Man, I'm just waiting for the day you show up on a Field course, cause I got something for *you* with that bow I got from *you*. Really liking the PE :thumbs_up


----------



## White Nock (Feb 27, 2008)

RatherBArchery said:


> I am heading to LAS tonight, guess I will be grabbing one as well. My wife hates that book, it costs her money


I know what you mean...My wife despises that catalog too...that's why I have two of them hidden in secret places


----------



## psargeant (Aug 1, 2004)

Where the heck is mine...:noidea:...

With the amount of money I spend there...I should be getting special treatment ...:mad2:


----------



## Spoon13 (Feb 20, 2007)

pragmatic_lee said:


> Man, I'm just waiting for the day you show up on a Field course, cause I got something for *you* with that bow I got from *you*. Really liking the PE :thumbs_up




That's funny right there, I don't care who you are.


----------



## psargeant (Aug 1, 2004)

Spoon13 said:


> That's funny right there, I don't care who you are.


You know I was thinking the same thing, just wasn't going to say it...


----------



## pragmatic_lee (Jan 19, 2008)

Spoon13 said:


> That's funny right there, I don't care who you are.





psargeant said:


> You know I was thinking the same thing, just wasn't going to say it...

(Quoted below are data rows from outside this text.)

PR #3330, opened 2025-11-15
[layered-cookies] Add acknowledgements for layered-cookies-01

johannhof:


draft-ietf-httpbis-layered-cookies.md
```diff
@@ -1899,3 +1899,5 @@ Revamped the document to allow for more detailed requirements on browsers in dow
 Many thanks to Adam Barth for laying the groundwork for a modern cookie specification with RFC 6265.
 
 And thanks to John Wilander, Lily Chen, Mike West, Steven Bingler, and Steven Englehardt for improving upon that work in subsequent drafts.
+
+Further thanks goes to Dylan Cutler and Yoav Weiss (in alphabetical order) for their substantial contributions to this document.
```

Sarge, remember that Wed. we all showed up at BowTies' and TreeMonkey was the only ONE that shot the 3D targets while the rest of us shot Field & FITA?  The man's got it bad. :shade:


----------



## psargeant (Aug 1, 2004)

pragmatic_lee said:


> Sarge, remember that Wed. we all showed up at BowTies' and TreeMonkey was the only ONE that shot the 3D targets while the rest of us shot Field & FITA?  The man's got it bad. :shade:


:nod:


----------



## BOWGOD (Aug 11, 2004)

psargeant said:


> Where the heck is mine...:noidea:...
> 
> With the amount of money I spend there...I should be getting special treatment ...:mad2:


I'll give ya 10:1 odds says I spend a whole lot more there than you.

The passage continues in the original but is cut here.